Ninguém desconhece os numerosos factos
estranhos que, com incremento sensível no século actual, se estão dando no
mundo, sem que a ciência oficial consiga explicá-los.
Poderíamos citar alguns. A longa
documentação do relatório da «Society for Psychical Researches», ou da obra «La
morte et son mystère» de Camille Flammarion, para não mencionar outros
trabalhos, justifica a nossa abstenção.
O problema metapsíquico, conta hoje, de
resto, quer no seu aspecto teórico e filosófico, uma bibliografia que atinge
alguns milhões de volumes.
Portugal, porém, aparte uma pequena
minoria de curiosos, entre os quais rareiam os espíritos analíticos e do
critério científico, tem-se mantido indiferente à nova ciência.
Há uma incontestável falta de coragem
para afirmar, há uma evidente desorientação nas investigações, e um
desinteresse absoluto pela questão, por parte de quem, com bases cientificas e
categoria intelectual, tinha o dever de se aventurar nestas paragens
misteriosas, onde a fraude, muitas vezes inconsciente, tem surgido ao lado de
factos reais, lançando sobre os últimos uma atmosfera de suspeição e dúvida.

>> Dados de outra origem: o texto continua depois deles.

PR #57, opened 2020-09-24
VIMC-4272: Refactor code in preparation for sql only import

r-ash:
This PR will

* Add a super class which manages db connection & load stage structure
* A concrete implementation of it which doesn't change from previous for an R based import
* A helper class for managing timing of import & writing log data
* Simplified `dettl_run` interface a bit - previously this would have hard to predict behaviour if calling with an import object and some other db_name param set. I have removed the ability to call it with an import object.

This is in preparation for adding a sql only import and builds on #55

After this plan is to write 2 PRs
* Add mode to import_log (atm is append or create I think) 
* Then add new sql only import mode


R/generic_import.R
```diff
@@ -0,0 +1,162 @@
+#' Generic import object.
+#'
+#' This shouldn't be initialised directly - this object manages transactions
+#' and the db connection and should be extended to implement actual imports.
+Import <- R6::R6Class(
```
r-ash, line 5: Decided to stick with the super class here over composition because I thought it does fit into the inheritance pattern but would be interested to get your opinion on that too? We can always separate it later if this starts becoming a bit of a god a class

R/generic_import.R
```diff
@@ -0,0 +1,162 @@
...
+        }
+      }
+      if (private$confirm) {
+        confirmed <- askYesNo(
+          sprintf(
+            "About to upload to database '%s' are you sure you want to proceed?",
+            private$db_name),
+          default = FALSE)
+        if (is.na(confirmed) || !confirmed) {
+          message("Not uploading to database.")
```
r-ash, line 192: Also I think could tidy this up, every other check throws an error but this one prints a message and returns. The return means the RImport class has a funny thing where it checks the result of the call to these checks and then returns itself if it is FALSE which feels a bit awkward.

I thought about making this an error too but then that didn't feel good either because it is an expected user input. Any thoughts on nice way to make this a bit less awkward?

R/r_import.R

A Cidade do Sol provocará por isso entre
o reduzido número de pessoas alheias ao assunto que se derem à distracção de
nos ler, um gesto de indiferença, um sorriso céptico, talvez um sorriso de
piedade.
Expondo sob esta forma as possibilidades
psíquicas do ser humano, deixando entrever a acção vigorizante e moralizadora
das teorias neo-espiritualistas na sociedade, nós aspirava-mos despertar nos
meios intelectuais e ilustrados a curiosidade pelo assunto, cônscios de que é
necessário promover entre nós, analogamente ao que se está fazendo no
estrangeiro, o estudo e a investigação das leis que regem os fenómenos desta
natureza, a análise crítica desses milhares de factos que continuamente nos
chegam aos ouvidos e que é indispensável coligir, escolher, e rejeitar sempre
que não ofereçam garantias absolutas de autenticidade, - mas reconhecendo
publicamente tudo quanto for, na realidade, incontroverso.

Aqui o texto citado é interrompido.